Still, Oz argued that the previous liquidity surge might keep supporting risk assets. But with the Reverse Repo nearly dry, further liquidity will need new sources.
Data from FRED shows big changes in the Reverse Repo balance last month. Between March 17 and April 1, 2025, the balance went up fast—from $94 billion to $379 billion. Then, it dropped just as quickly, falling to $166 billion by April 7.

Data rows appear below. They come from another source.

PR #4187, opened 2023-04-11
ci: add validation for generated docs

### LINKED ISSUE #4171: CI: validate generated Markdown as part of CI
### Description

Some of the markdown is generated from source code, and while we have make targets for this, we currently do not validate if the Markdown pages match the generated content.

Relates to

- https://github.com/docker/cli/pull/3924#issue-1502002409
- https://github.com/docker/cli/pull/4166#discussion_r1159660161
- https://github.com/docker/cli/pull/4169#issuecomment-1501159399

dvdksn:
Signed-off-by: David Karlsson <david.karlsson@docker.com>

**- What I did**

Added a step for validating the generated markdown/yaml files, based on the generation output vs what's checked in to the repo

closes #4171

**- How I did it**

Added a job to the `validate` GHA workflow

**- How to verify it**

### DIFF
--- a/.github/workflows/validate.yml
+++ b/.github/workflows/validate.yml
@@ -29,8 +29,6 @@ jobs:
       -
         name: Checkout
         uses: actions/checkout@v3
-        with:
-          fetch-depth: 0
       -
         name: Run
         uses: docker/bake-action@v2
@@ -70,8 +68,6 @@ jobs:
       -
         name: Checkout
         uses: actions/checkout@v3
-        with:
-          fetch-depth: 0
       -
         name: Run
         shell: 'script --return --quiet --command "bash {0}"'


dvdksn:
Well that failed spectacularly, love it

.github/workflows/validate.yml
```diff
@@ -56,3 +56,11 @@ jobs:
         shell: 'script --return --quiet --command "bash {0}"'
         run: |
           make -f docker.Makefile ${{ matrix.target }}
+      -
+        name: Validate generated # check that checked-in and generated files match
```
thaJeztah, line 60: I guess we need to skip the yaml docs, because we don't commit those into source control currently (we do commit the markdown files though)

thaJeztah:
Awesome! Let me also call in @crazy-max to check 🤗

.github/workflows/validate.yml
```diff
@@ -37,6 +37,30 @@ jobs:
...
 
+  # check that the generated Markdown and the checked-in files match
+  validate-md:
+    runs-on: ubuntu-20.04
+    steps:
+      -
+        name: Checkout
+        uses: actions/checkout@v3
+        with:
+          fetch-depth: 0
```
crazy-max, line 48: nit: don't think this is needed (will speed up fetch time)

thaJeztah: LOL, bit confused by your comment; Will _removing_ it improve fetch time or _keeping_ it will? (I assumed "0" normally would safe time, but perhaps with caching / different checks doing without this, things may be different?)

crazy-max: Default is `1`: https://github.com/actions/checkout/blob/8f4b7f84864484a7bf31766abe9204da3cbe65b3/action.yml#L56-L58

> 0 indicates all history for all branches and tags.

thaJeztah: Oh! Good catch. I also would've assumed `0` for "shallow", not the reverse 😬 😂

dvdksn: fixed, PTAL

crazy-max (approved):

thaJeztah (commented):
Do we need the `fetch-depth: 0` at line 33, or can that one also be removed?

If we need to keep it for that one, we should probably add a comment to explain "why" it's needed for that one (which may help prevent others copying that when creating new checks).

./cc @crazy-max

crazy-max:
> Do we need the `fetch-depth: 0` at line 33, or can that one also be removed?
> 
> If we need to keep it for that one, we should probably add a comment to explain "why" it's needed for that one (which may help prevent others copying that when creating new checks).
> 
> ./cc @crazy-max

It looks safe to remove 👍

.github/workflows/validate.yml
```diff
@@ -44,8 +44,6 @@ jobs:
       -
         name: Checkout
         uses: actions/checkout@v3
-        with:
-          fetch-depth: 0
```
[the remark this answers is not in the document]
dvdksn: sorted it out 😆

thaJeztah (approved):
LGTM, thanks!

PR #4188, opened 2023-04-11
Explain the auto-removal of anonymous volumes at the description of 'create --rm' and 'run --rm'

finalchild:
Original:
Automatically remove the container when it exits
Change to:
Automatically remove the container and its associated anonymous volumes when it exits

The behavior is currently not properly documented and can be a source of confusion. Only docs/reference/run.md has a note about it.  `podman run --rm` has similar behavior and it [is documented](https://docs.podman.io/en/latest/markdown/podman-run.1.html#rm).

It is the same as calling `docker rm -v` on container exit. [code](https://github.com/docker/engine/blob/8955d8da8951695a98eb7e15bead19d402c6eb27/daemon/start.go#L137)


thaJeztah:
rebased; looks like most of this was done in https://github.com/docker/cli/pull/5084, but this PR had a couple of remaining spots.

thaJeztah (approved):
LGTM

vvoland (approved):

This sharp move up and down means the Fed was likely very active for a short time. The increase may show that banks or financial firms were using the Fed’s facility more, possibly because of stress or fear in the market. After that, the drop suggests that the money moved back into the financial system.
This pattern supports what some analysts believe—that the Fed is quietly closing down the Reverse Repo Facility without saying it out loud. These quiet changes in Fed liquidity may already be having an effect on the market. During this same time, Bitcoin lost over $500 billion in total market value.
Trade War Moves Hit US Treasuries and Raise QE Risk
Tensions between the US and China are rising again. Last week, Chinese Foreign Ministry spokesperson Lin Jian said Beijing would “fight to the end” against Trump’s proposed tariffs, which now reach up to 104% on some Chinese goods.

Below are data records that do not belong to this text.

PR #4190, opened 2023-04-11
cli/command: some cleanups / refactoring, and fixes related to auth

thaJeztah:
### cli/command: ConfigureAuth: fix terminal state not being restored on error

ConfigureAuth used the readInput() utility to read the username and password.
However, this utility did not return errors it encountered, but instead did
an os.Exit(1). A result of this was that the terminal was not restored if
an error happened. When reading the password, the terminal is configured to
disable echo (i.e. characters are not printed), and failing to restore
the previous state means that the terminal is now "non-functional".

This patch:

- changes readInput() to return errors it encounters
- uses a defer() to restore terminal state

### cli/command: ConfigureAuth: trim whitespace both for username and password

Peter Duan, a market analyst, linked Trump’s tariff move to bond market pressure.
“Trump forces tariff wars to lower the 10Y Treasury rate… China dumps US Treasuries to push yield up,”
he wrote.

The United States needs to pay back or replace $6.5 trillion in debt soon. To do that, the government usually sells new Treasury bonds. But when interest rates (yields) go up, it becomes more expensive to borrow money.
China is selling its U.S. Treasury bonds, which pushes those yields even higher. This makes it even harder and more costly for the U.S. to refinance its debt.
Because of this, many believe the Federal Reserve may need to take action.
Bitcoin Drop Follows Fed Liquidity Signals
Since April 2, 2025, Bitcoin has seen a major decline. Its price fell below $75,000, wiping out more than $500 billion in total market value. The chart from TradingView shows a strong downward trend starting in early April, with sharp red candles and increased trading volume.

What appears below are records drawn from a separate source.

PR #4199, opened 2023-04-12
docs/reference: update dockerd docs for changes in 23.0

thaJeztah:
### docs/reference: remove mention of DOCKER_NOWARN_KERNEL_VERSION

Support for this environment variable was removed in docker 23.0 in
- https://github.com/moby/moby/commit/1240f8b41d34abe9252b882bddd42e140b62b83b (https://github.com/moby/moby/pull/43253)

From that patch:

> All regular, non-EOL Linux distros now come with more recent kernels
> out of the box. There may still be users trying to run on kernel 3.10
> or older (some embedded systems, e.g.), but those should be a rare
> exception, which we don't have to take into account.
>
> This patch removes the kernel version check on Linux, and the corresponding
> DOCKER_NOWARN_KERNEL_VERSION environment that was there to skip this
> check.

### docs/reference: reformat env-vars table, and simplify

No need to mention that the env-var may be removed at that point to keep
the description more to-the-point.

### docs/reference: use table for proxy env-vars

Adding a description based on the Go documentation.

### docs/reference: dockerd: update seccomp flag description

Update the description for the changes made in;
- https://github.com/moby/moby/commit/68e96f88ee1598563a66a1f53b8844291423fc88 (https://github.com/moby/moby/pull/42481)

### docs/reference: dockerd: remove default oom-score-adjust

The daemon no longer adjusts its oom-score by default; see

- https://github.com/moby/moby/commit/2b8e68ef06ca3daf2b0e17e51ba72999773b6270 (https://github.com/moby/moby/pull/41528)
- https://github.com/moby/moby/commit/cf7a5be0f2ee8bb4a3f7961682e13b89bc625299 (https://github.com/moby/moby/pull/41527)

### docs: update dockerd usage output for new proxy-options

Adds documentation for the options that were added in
- https://github.com/moby/moby/commit/427c7cc5f86364466c7173e8ca59b97c3876471d (https://github.com/moby/moby/pull/42835)

### DIFF
--- a/docs/reference/commandline/cli.md
+++ b/docs/reference/commandline/cli.md
@@ -123,19 +123,19 @@ the [installation](https://docs.docker.com/install/) instructions for your opera
 The following list of environment variables are supported by the `docker` command
 line:
 
-| Variable                      | Description                                                                                                                             |
-|:------------------------------|:----------------------------------------------------------------------------------------------------------------------------------------|
-| `DOCKER_API_VERSION`          | Override the negotiated API version to use for debugging (e.g. `1.19`)                                                                  |
-| `DOCKER_CERT_PATH`            | Location of your authentication keys. This variable is used both by the `docker` CLI and the [`dockerd` daemon](dockerd.md)             |
-| `DOCKER_CONFIG`               | The location of your client configuration files.                                                                                        |
-| `DOCKER_CONTENT_TRUST_SERVER` | The URL of the Notary server to use. Defaults to the same URL as the registry.                                                          |
-| `DOCKER_CONTENT_TRUST`        | When set Docker uses notary to sign and verify images. Equates to `--disable-content-trust=false` for build, create, pull, push, run.   |
-| `DOCKER_CONTEXT`              | Name of the `docker context` to use (overrides `DOCKER_HOST` env var and default context set with `docker context use`)                 |
-| `DOCKER_DEFAULT_PLATFORM`     | Default platform for commands that take the `--platform` flag.                                                                          |
-| `DOCKER_HIDE_LEGACY_COMMANDS` | When set, Docker hides "legacy" top-level commands (such as `docker rm`, and `docker pull`) in `docker help` output, and only `Management commands` per object-type (e.g., `docker container`) are printed. This may become the default in a future release, at which point this environment-variable is removed. |
-| `DOCKER_HOST`                 | Daemon socket to connect to.                                                                                                            |
-| `DOCKER_TLS_VERIFY`           | When set Docker uses TLS and verifies the remote. This variable is used both by the `docker` CLI and the [`dockerd` daemon](dockerd.md) |
-| `BUILDKIT_PROGRESS`           | Set type of progress output (`auto`, `plain`, `tty`) when [building](build.md) with [BuildKit backend](https://docs.docker.com/build/buildkit/). Use plain to show container output (default `auto`). |
+| Variable                      | Description                                                                                                                                                                                                                                                  |
+|:------------------------------|:-------------------------------------------------------------------------------------------------------------------------------------------------------------------------------------------------------------------------------------------------------------|
+| `DOCKER_API_VERSION`          | Override the negotiated API version to use for debugging (e.g. `1.19`)                                                                                                                                                                                       |
+| `DOCKER_CERT_PATH`            | Location of your authentication keys. This variable is used both by the `docker` CLI and the [`dockerd` daemon](dockerd.md)                                                                                                                                  |
+| `DOCKER_CONFIG`               | The location of your client configuration files.                                                                                                                                                                                                             |
+| `DOCKER_CONTENT_TRUST_SERVER` | The URL of the Notary server to use. Defaults to the same URL as the registry.                                                                                                                                                                               |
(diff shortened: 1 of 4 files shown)


docs/reference/commandline/dockerd.md
```diff
@@ -35,14 +35,14 @@ Options:
...
+                                              parent cgroup for all containers (not supported with cgroups v2)
       --cpu-rt-runtime int                    Limit the CPU real-time runtime in microseconds for the
-                                              parent cgroup for all containers
+                                              parent cgroup for all containers (not supported with cgroups v2)
       --cri-containerd                        start containerd with cri
       --data-root string                      Root directory of persistent Docker state (default "/var/lib/docker")
   -D, --debug                                 Enable debug mode
       --default-address-pool pool-options     Default address pools for node specific local networks
-      --default-cgroupns-mode string          Default mode for containers cgroup namespace ("host" | "private") (default "host")
+      --default-cgroupns-mode string          Default mode for containers cgroup namespace ("host" | "private") (default "private")
```
thaJeztah, line 45: We still need to look at some of these, because the default depends on the host running either cgroups v2 or v1. Cgroups v2 should be the most common now, so updated the output for that.

thaJeztah:
@dvdksn ptal

docs/reference/commandline/dockerd.md
```diff
@@ -81,16 +83,17 @@ Options:
...
+      --no-proxy string                       Comma-separated list of hosts or IP addresses for which the proxy is skipped
       --node-generic-resource list            Advertise user-defined resource
-      --oom-score-adjust int                  Set the oom_score_adj for the daemon (default -500)
+      --oom-score-adjust int                  Set the oom_score_adj for the daemon
   -p, --pidfile string                        Path to use for daemon PID file (default "/var/run/docker.pid")
       --raw-logs                              Full timestamps without ANSI coloring
       --registry-mirror list                  Preferred registry mirror
       --rootless                              Enable rootless mode; typically used with RootlessKit
-      --seccomp-profile string                Path to seccomp profile
+      --seccomp-profile string                Path to seccomp profile. Use "unconfined" to disable the default seccomp profile (default "builtin")
```
dvdksn, line 96:
```suggestion
      --seccomp-profile string                Path to seccomp profile. Set to "unconfined" to disable the default seccomp profile (default "builtin")
```

docs/reference/commandline/dockerd.md
```diff
@@ -1222,6 +1251,9 @@ This is a full example of the allowed configuration options on Linux:
   "fixed-cidr-v6": "",
   "group": "",
   "hosts": [],
+  "http-proxy": "http://proxy.example.com:80",
+  "https-proxy": "https://proxy.example.com:443",
```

On April 3–5, Bitcoin’s price dropped quickly from above $81,000 to under $74,000. This marked one of the steepest drops in recent weeks. The price attempted a rebound on April 6–7 but failed to move above the 50-period EMA, which is currently around $80,544.
By April 9, the price hovered around $76,488, showing some recovery but still trading below key resistance levels. The 4-hour candles also show high selling pressure during the drop, with volume spikes confirming strong market reactions.
Altcoins dropped even more than Bitcoin, reacting to both the liquidity decline and fear around inflation, tariffs, and global debt stress. While Bitcoin’s price tried to stabilize, the broader crypto market continued to show weakness.

The near depletion of the Reverse Repo Facility is being described by some market participants as the clearest signal of a stealth easing cycle. Analysts tracking daily flows note that liquidity released from the facility is beginning to mirror the pace and market effect of previous Quantitative Easing programs, despite no official change in Fed policy language.
The change in RRP balances has also been accompanied by a surge in short-term Treasury bill demand, as newly available cash seeks low-risk returns. This behavior points to institutional money being re-deployed from the Fed facility into the bond market and equities.
Analysts Warn Fed Must Act or Risk Market Shock
The Conscious Trader, an analyst on X, warned that the Fed faces two outcomes.
“Either way, a pullback is coming: If markets break first, the sell-off sets the stage for QE. If QE starts first, Smart Money sweep the lows before liquidity pumps risk assets higher.”
he said. He explained that if markets fall first, QE could follow. If QE begins first, institutional buyers might act early.

Still, with the Reverse Repo Facility near zero, the liquidity channel appears nearly exhausted.
Bitcoin, altcoins, and risk assets show signs of reacting to these silent changes. Some analysts say the current liquidity boost may not continue unless new tools are activated.